Data to use:
——

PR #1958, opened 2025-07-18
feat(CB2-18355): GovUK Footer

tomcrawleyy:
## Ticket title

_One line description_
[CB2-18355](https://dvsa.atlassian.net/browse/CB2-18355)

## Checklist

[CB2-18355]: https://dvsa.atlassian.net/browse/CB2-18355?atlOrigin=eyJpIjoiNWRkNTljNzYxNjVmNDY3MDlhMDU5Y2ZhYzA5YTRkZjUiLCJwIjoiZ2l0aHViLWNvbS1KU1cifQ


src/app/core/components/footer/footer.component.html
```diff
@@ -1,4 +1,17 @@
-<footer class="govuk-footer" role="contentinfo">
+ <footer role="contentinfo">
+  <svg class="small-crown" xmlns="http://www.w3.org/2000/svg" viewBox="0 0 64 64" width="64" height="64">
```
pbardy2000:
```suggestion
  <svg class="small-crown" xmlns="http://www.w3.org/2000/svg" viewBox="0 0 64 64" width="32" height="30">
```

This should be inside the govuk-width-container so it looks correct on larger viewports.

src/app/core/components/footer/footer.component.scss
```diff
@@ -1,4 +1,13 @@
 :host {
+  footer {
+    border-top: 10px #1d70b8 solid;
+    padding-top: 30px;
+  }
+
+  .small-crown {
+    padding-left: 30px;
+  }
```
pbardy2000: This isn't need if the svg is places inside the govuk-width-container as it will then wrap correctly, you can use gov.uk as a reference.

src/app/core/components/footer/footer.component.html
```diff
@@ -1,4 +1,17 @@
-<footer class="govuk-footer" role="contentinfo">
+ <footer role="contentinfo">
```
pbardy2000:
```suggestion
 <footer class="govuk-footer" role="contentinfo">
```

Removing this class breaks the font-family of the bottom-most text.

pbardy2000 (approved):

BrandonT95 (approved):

——

What is required: The reply is to be an exact copy of the listing.

Response for this exercise:
PR #1958, opened 2025-07-18
feat(CB2-18355): GovUK Footer

tomcrawleyy:
## Ticket title

_One line description_
[CB2-18355](https://dvsa.atlassian.net/browse/CB2-18355)

## Checklist

[CB2-18355]: https://dvsa.atlassian.net/browse/CB2-18355?atlOrigin=eyJpIjoiNWRkNTljNzYxNjVmNDY3MDlhMDU5Y2ZhYzA5YTRkZjUiLCJwIjoiZ2l0aHViLWNvbS1KU1cifQ


src/app/core/components/footer/footer.component.html
```diff
@@ -1,4 +1,17 @@
-<footer class="govuk-footer" role="contentinfo">
+ <footer role="contentinfo">
+  <svg class="small-crown" xmlns="http://www.w3.org/2000/svg" viewBox="0 0 64 64" width="64" height="64">
```
pbardy2000:
```suggestion
  <svg class="small-crown" xmlns="http://www.w3.org/2000/svg" viewBox="0 0 64 64" width="32" height="30">
```

This should be inside the govuk-width-container so it looks correct on larger viewports.

src/app/core/components/footer/footer.component.scss
```diff
@@ -1,4 +1,13 @@
 :host {
+  footer {
+    border-top: 10px #1d70b8 solid;
+    padding-top: 30px;
+  }
+
+  .small-crown {
+    padding-left: 30px;
+  }
```
pbardy2000: This isn't need if the svg is places inside the govuk-width-container as it will then wrap correctly, you can use gov.uk as a reference.

src/app/core/components/footer/footer.component.html
```diff
@@ -1,4 +1,17 @@
-<footer class="govuk-footer" role="contentinfo">
+ <footer role="contentinfo">
```
pbardy2000:
```suggestion
 <footer class="govuk-footer" role="contentinfo">
```

Removing this class breaks the font-family of the bottom-most text.

pbardy2000 (approved):

BrandonT95 (approved):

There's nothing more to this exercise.